*Items listed in a dataset*.
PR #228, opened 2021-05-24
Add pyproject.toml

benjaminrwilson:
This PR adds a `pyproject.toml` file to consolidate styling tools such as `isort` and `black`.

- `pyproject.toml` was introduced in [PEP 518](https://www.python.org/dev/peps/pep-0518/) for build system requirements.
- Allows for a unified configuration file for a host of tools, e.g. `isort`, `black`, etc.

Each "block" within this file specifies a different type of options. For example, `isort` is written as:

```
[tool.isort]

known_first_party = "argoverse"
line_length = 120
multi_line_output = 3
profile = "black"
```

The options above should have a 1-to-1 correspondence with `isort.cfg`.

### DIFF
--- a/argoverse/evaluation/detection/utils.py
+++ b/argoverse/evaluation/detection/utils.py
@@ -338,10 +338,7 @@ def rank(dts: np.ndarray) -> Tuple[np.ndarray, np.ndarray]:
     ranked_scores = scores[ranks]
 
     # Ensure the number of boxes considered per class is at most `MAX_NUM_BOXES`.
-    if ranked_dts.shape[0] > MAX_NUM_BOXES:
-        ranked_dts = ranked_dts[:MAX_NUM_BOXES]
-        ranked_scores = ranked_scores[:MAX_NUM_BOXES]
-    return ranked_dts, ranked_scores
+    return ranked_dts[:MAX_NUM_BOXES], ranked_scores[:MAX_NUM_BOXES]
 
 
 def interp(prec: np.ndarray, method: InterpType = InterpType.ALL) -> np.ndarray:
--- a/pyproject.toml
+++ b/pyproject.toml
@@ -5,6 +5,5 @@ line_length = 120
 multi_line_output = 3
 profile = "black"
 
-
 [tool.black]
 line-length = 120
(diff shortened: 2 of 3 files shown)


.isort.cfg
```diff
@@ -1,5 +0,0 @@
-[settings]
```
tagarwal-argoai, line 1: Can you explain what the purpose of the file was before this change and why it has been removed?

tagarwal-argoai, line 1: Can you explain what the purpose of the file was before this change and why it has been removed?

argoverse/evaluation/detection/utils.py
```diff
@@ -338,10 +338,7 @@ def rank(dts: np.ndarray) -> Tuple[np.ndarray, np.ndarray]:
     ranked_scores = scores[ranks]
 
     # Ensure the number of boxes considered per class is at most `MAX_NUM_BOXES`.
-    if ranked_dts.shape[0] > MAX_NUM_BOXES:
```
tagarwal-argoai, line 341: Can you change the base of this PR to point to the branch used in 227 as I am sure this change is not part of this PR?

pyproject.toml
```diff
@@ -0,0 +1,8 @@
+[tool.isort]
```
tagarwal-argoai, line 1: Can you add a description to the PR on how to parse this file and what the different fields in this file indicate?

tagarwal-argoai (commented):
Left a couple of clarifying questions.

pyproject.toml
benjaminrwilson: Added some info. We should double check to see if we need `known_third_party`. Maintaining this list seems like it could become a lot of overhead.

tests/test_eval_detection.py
---
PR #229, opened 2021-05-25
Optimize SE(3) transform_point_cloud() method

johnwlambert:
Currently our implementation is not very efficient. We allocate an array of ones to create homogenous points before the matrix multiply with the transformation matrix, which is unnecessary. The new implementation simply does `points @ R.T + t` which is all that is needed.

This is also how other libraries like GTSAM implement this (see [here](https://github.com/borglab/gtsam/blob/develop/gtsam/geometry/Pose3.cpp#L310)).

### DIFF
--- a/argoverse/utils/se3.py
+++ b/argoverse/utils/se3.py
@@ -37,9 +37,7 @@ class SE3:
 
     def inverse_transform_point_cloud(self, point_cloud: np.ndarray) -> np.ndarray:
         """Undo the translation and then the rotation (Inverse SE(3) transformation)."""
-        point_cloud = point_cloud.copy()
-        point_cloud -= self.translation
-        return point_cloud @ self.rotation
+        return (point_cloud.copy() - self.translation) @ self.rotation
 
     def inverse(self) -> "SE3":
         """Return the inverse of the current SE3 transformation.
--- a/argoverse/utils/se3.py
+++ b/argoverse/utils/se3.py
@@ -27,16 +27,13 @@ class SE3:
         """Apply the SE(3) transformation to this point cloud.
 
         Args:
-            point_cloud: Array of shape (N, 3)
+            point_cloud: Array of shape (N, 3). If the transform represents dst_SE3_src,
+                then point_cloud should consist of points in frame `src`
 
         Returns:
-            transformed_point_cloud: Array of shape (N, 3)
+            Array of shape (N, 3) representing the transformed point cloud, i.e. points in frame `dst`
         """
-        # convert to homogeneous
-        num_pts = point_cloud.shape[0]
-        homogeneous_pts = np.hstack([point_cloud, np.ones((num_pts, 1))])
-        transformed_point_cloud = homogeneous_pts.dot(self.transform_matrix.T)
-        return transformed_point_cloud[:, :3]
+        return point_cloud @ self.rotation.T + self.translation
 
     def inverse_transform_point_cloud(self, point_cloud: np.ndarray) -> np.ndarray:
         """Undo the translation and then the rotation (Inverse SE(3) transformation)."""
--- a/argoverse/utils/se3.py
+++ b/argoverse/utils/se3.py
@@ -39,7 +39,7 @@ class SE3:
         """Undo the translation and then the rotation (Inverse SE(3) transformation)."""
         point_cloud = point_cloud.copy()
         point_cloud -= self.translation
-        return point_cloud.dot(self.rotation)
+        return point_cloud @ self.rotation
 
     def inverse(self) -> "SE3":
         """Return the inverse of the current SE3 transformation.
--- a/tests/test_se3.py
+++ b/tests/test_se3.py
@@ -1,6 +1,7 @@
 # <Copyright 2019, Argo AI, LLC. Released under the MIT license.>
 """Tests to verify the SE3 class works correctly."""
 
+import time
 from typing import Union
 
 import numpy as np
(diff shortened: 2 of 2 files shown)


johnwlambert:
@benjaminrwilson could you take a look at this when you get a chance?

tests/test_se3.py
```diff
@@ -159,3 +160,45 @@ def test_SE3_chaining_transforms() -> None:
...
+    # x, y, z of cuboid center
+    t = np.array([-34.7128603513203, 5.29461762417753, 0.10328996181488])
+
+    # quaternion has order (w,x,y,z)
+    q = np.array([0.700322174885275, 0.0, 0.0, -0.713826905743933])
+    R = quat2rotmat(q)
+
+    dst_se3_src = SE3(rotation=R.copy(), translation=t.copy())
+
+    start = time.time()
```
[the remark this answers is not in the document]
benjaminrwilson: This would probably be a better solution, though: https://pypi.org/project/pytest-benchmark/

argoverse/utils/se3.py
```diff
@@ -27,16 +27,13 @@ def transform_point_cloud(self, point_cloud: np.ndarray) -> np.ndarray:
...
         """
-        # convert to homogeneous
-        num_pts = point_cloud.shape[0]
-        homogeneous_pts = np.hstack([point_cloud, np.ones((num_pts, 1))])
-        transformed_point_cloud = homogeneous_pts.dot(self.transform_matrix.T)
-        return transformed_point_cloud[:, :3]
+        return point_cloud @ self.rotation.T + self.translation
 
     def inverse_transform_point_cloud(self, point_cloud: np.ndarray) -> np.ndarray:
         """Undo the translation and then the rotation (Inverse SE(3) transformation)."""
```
--
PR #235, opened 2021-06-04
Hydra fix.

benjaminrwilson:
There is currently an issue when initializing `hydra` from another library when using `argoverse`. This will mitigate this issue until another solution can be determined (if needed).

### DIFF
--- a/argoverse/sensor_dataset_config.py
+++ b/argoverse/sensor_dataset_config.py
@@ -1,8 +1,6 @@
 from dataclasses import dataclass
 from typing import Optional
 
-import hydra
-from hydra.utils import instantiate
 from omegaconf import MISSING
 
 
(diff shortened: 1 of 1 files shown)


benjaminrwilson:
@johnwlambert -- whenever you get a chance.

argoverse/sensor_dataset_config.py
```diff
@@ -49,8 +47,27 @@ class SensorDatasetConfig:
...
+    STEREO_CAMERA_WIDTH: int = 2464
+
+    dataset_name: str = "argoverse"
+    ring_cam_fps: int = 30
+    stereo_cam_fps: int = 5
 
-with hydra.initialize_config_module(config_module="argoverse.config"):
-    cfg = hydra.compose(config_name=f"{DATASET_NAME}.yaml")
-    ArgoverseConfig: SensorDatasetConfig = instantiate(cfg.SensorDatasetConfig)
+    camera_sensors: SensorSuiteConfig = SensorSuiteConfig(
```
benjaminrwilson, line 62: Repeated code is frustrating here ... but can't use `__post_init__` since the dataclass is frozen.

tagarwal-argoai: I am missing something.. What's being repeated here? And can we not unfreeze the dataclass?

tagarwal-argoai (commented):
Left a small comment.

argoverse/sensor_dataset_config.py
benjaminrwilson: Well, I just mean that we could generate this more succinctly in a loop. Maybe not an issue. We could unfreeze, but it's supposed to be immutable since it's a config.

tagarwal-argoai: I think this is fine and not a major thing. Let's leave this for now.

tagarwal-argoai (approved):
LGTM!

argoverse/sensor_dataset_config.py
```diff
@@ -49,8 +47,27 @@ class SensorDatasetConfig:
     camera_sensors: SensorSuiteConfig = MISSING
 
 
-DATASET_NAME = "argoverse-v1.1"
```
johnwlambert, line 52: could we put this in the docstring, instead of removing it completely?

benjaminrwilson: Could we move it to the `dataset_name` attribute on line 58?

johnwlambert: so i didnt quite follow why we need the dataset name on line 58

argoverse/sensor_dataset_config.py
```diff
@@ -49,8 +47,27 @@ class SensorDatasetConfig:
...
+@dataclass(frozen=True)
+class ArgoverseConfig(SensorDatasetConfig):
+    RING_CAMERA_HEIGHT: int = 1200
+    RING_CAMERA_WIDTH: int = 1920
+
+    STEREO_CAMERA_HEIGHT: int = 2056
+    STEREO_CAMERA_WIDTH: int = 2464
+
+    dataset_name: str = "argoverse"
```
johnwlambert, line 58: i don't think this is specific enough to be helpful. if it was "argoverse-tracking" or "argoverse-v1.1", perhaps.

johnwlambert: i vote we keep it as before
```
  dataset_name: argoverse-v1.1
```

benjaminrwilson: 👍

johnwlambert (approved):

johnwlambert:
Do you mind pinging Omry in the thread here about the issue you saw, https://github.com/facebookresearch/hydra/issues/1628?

*Work to be completed*. In the records above, find the line with "johnwlambert, line 58: i"; write out exactly that line and each one after it, stopping after the line with "Do you mind".

*Task result*.
johnwlambert, line 58: i don't think this is specific enough to be helpful. if it was "argoverse-tracking" or "argoverse-v1.1", perhaps.

johnwlambert: i vote we keep it as before
```
  dataset_name: argoverse-v1.1
```

benjaminrwilson: 👍

johnwlambert (approved):

johnwlambert:
Do you mind pinging Omry in the thread here about the issue you saw, https://github.com/facebookresearch/hydra/issues/1628?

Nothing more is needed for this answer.